Des mesures génétiques supplémentaires qui sont modifiées avec les circonstances de la vie sont de plus en plus disponibles dans les grandes études de population. La longueur des télomères est considérée comme un marqueur généralisé du vieillissement qui change avec le stress des circonstances de vie et le taux de vieillissement individuel. Les télomères raccourcissent avec la réplication, ce qui suggère que des télomères plus courts sont une indication d’un vieillissement plus rapide. Des télomères plus courts ont été liés à la morbidité (Demissie et al., 2006), à la mortalité (Cawthon, Smith, O’Brien, Sivatchenko, & Kerber, 2003) et à des circonstances stressantes (Epel et al, 2004).

Parmi l’échantillon d’adultes de l’étude américaine NHANES (National Health and Nutrition Examination Study), on a constaté que les télomères étaient plus courts chez les personnes moins instruites, celles qui fument et les obèses (Needham et al., 2013). Des recherches récentes menées en Angleterre ont suggéré que des télomères plus courts sont associés à une charge allostatique et à une réduction des ressources psychosociales (Zalli et al., 2014).

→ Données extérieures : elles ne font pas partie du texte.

PR #3414, opened 2026-06-22
[Integration][Gitlab-v2] Fix trigger_pipeline runs stuck in IN_PROGRESS

raskinmaya:
# Description
Fixes `trigger_pipeline` workflow runs staying stuck in `IN_PROGRESS` after the GitLab pipeline has already finished.

What changed
- Webhook race: retry lookup by `externalRunId` with exponential backoff (~7.5s) when the completion webhook arrives before Port saves the ID; completion always re-fetches the run by externalRunId before reporting status
- Duplicate webhook completion: treat 409 Conflict (run already completed) as a no-op so a late or retried webhook does not error after the run has already been reported
- `ACTION` webhook post-processing: skip entity sync for action webhook results without a mapped resource, fixing `Resource has not been set` after successful webhook completion
- Visibility: add Port run logs during trigger (Triggering…, Pipeline triggered: <url>) so progress shows beyond "Pending polling"
- Webhook-only completion: relies on GitLab pipeline webhooks for status updates (same model as GitHub `dispatch_workflow`); no background polling fallback, so the single action worker is not held in the event loop while waiting for pipeline completion

Happy path:
image
image

Failed run:
image
image

## Type of change

### Core testing checklist

- [ ] Docs PR link [here](#)

### Preflight checklist

- [ ] Handled rate limiting
- [ ] Handled pagination
- [ ] Support Multi account

## Screenshots

## API Documentation


integrations/gitlab-v2/gitlab/actions/pipeline_completion.py
```diff
@@ -0,0 +1,70 @@
...
+    finishes writing. Default: 0.5s, 1s, 2s, 4s → ~7.5s total."""
+    delay = initial_delay
+    for attempt in range(retries):
+        run = await ocean.port_client.find_run_by_external_id(external_id)
+        if run is not None:
+            return run
+        if attempt < retries - 1:
+            await asyncio.sleep(delay)
+            delay *= 2
+    return None
```
omby8888: this should be in core

integrations/gitlab-v2/integration.py
```diff
@@ -755,7 +756,16 @@ class GitlabHandlerMixin(HandlerMixin):
...
+    async def sync_raw_results(
+        self, webhook_events_raw_result: list[WebhookEventRawResults]
+    ) -> None:
+        syncable_results = [
+            result
+            for result in webhook_events_raw_result
+            if result._resource is not None
+        ]
+        if syncable_results:
+            await super().sync_raw_results(syncable_results)
```
omby8888, line 768: what does this means?

raskinmaya: `TriggerPipelineWebhookProcessor` is registered as an `ACTION` webhook processor. Unlike catalog sync processors (which are tied to a `ResourceConfig` kind like `project` or `merge-request`), action processors don't map to any catalog resource - core passes `resource=None` when creating them.

After processing, the webhook manager batches all results and calls `sync_raw_results()`. The base implementation in `LiveEventsMixin` expects every result to have a resource set, because it transforms raw webhook data into catalog entities. Action processors like `trigger_pipeline` only complete a Port run and return empty raw results - they never touch the catalog.

Without this filter, passing action results into `super().sync_raw_results()` would fail when it tries to read `webhook_event_raw_result.resource` on a result where `_resource` is `None`.

The override filters the batch down to results that have a resource (`result._resource is not None`) before delegating to the base sync path. Action-only webhook results are effectively no-ops for catalog sync and are safely skipped

PR #3419, opened 2026-06-24
[Integration][GitHub] Add resync rate-limit quota reservation to preserve headroom for webhooks

eriport:
# Description

What - 

During heavy synchronization processes, the integration could exhaust the GitHub API rate limit entirely. Because there was no reserved quota for critical incoming webhooks, this exhaustion caused non-recoverable deadlocks.  This PR introduces a configurable utilization threshold to pause resync events early, saving the remaining rate limit budget for webhook processing.

Why -

When a large sync operation runs, it can aggressively consume 100% of the GitHub API rate limit. If a critical webhook arrives while the rate limit is completely exhausted, the integration cannot execute the necessary API calls to handle the webhook or recover, resulting in an unresolvable pod deadlock. By halting resyncs early (e.g., at 85-95% utilization), the application safeguards the remaining budget exclusively for webhook continuity.

How -

Implemented a rate limit utilization check and a configurable threshold value that controls when resync events pause execution.

## Type of change

### Core testing checklist

- [ ] Docs PR link [here](#)

### Preflight checklist

- [ ] Handled rate limiting
- [ ] Handled pagination
- [ ] Support Multi account

## Screenshots

Screenshot 2026-06-24 at 11 26 20
Screenshot 2026-06-24 at 11 28 06
Screenshot 2026-06-24 at 14 26 08

## API Documentation


integrations/github/github/clients/http/base_client.py
```diff
@@ -199,3 +206,48 @@ def send_paginated_request(
...
+
+        try:
+            if event.event_type != EventType.RESYNC:
+                logger.debug(
+                    "Not a resync event, no need to check rate limit threshold."
+                )
+                return
+        except EventContextNotFoundError:
+            # we are not in an event context, we assume this is a standard action/webhook and should not be throttled
+            return
```
melodyogonna: This logic is wrong. You still need to handle rate-limits on other types of events, you just don't want to block them with quota reservation.

melodyogonna (changes requested):

integrations/github/github/clients/http/base_client.py
```diff
@@ -17,6 +21,8 @@
         AbstractGitHubAuthenticator,
     )
 
+_RATE_LIMIT_USAGE_THRESHOLD: float = 95.0
```
omby8888:
```suggestion
_DEFAULT_RATE_LIMIT_RESYNC_USAGE_THRESHOLD: float = 95.0
```

integrations/github/github/clients/http/base_client.py
```diff
@@ -199,3 +206,48 @@ def send_paginated_request(
...
+
+            if delay > 0:
+                logger.bind(
+                    api_type=self.rate_limiter.api_type,
+                    delay=delay,
+                    current_utilization=ratelimit_info.utilization_percentage,
+                    threshold=ratelimit_threshold,
+                ).warning(
+                    "Rate limit utilization exceeds threshold during resync. "
+                    "Pausing execution to save remaining budget for webhooks."
```
omby8888:
```suggestion
                    "Pausing execution to save remaining budget for webhooks/actions."
```

integrations/github/github/clients/http/base_client.py
```diff
@@ -105,6 +111,7 @@ async def make_request(
     ) -> Response:
         """Make a request to the GitHub API with GitHub rate limiting and error handling."""
 
+        await self._wait_if_resync_threshold_exceeded()
```
omby8888: seem weird that the base client is responsible to coordinate that, shouldn't the rate limiter handle it?

integrations/github/.port/spec.yaml
```diff
@@ -66,6 +66,11 @@ configurations:
     required: false
     default: false
     description: When enabled, the integration will not update existing webhook configurations on GitHub.
+  - name: ratelimitReservationThreshold
```
omby8888:
```suggestion
  - name: resyncRatelimitReservationThreshold
```

omby8888: this should be validated as resonable value somewhere, as there's no validation atm if value is <0 or >100

eriport: done, now it fallsback to default value upon invalid input rather than breaking the entire sync

integrations/github/github/clients/http/base_client.py
eriport: it's much better here, because, being placed at this entry point of the base request method ensures it automatically guards all outgoing calls.

melodyogonna (approved):
lgtm

integrations/github/github/clients/http/base_client.py
omby8888: but this will happen in any case, my point is that all of this handling should be encapsulated within the rate limiter, in the `_enforce_rate_limit` implementation, that way only one request will perform this logic while the others wait for the semaphore to be released

omby8888 (approved):
Nice work!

La prochaine frontière pour les chercheurs sociaux est l’analyse de l’expression génétique (Cole, 2013). L’analyse de l’expression, basée sur l’ARN, indique que le génome humain répond aux circonstances de la vie par différents programmes d’expression génétique. Des conditions négatives telles que le stress (Creswell et al., 2012), la solitude (Cole et al., 2007) et le fait de s’occuper d’un patient cancéreux (Rohleder, Marin, Ma, & Miller, 2009) ont été associées à des changements dans l’expression génétique qui augmentent le risque d’une variété de mauvais résultats pour la santé. Des conditions positives telles que le bien-être psychologique peuvent modifier l’expression génétique d’une manière qui devrait favoriser la santé (Fredrickson et al., 2013). Un faible SSE et des circonstances défavorables dans l’enfance ont également été liés à des changements dans le profilage des gènes chez les enfants (Chen, Miller, Kobor, & Cole, 2010 ; Miller & Chen, 2006) et il a été démontré que ces effets persistent jusqu’à l’âge adulte (Chen et al., 2010 ; Miller et al., 2009).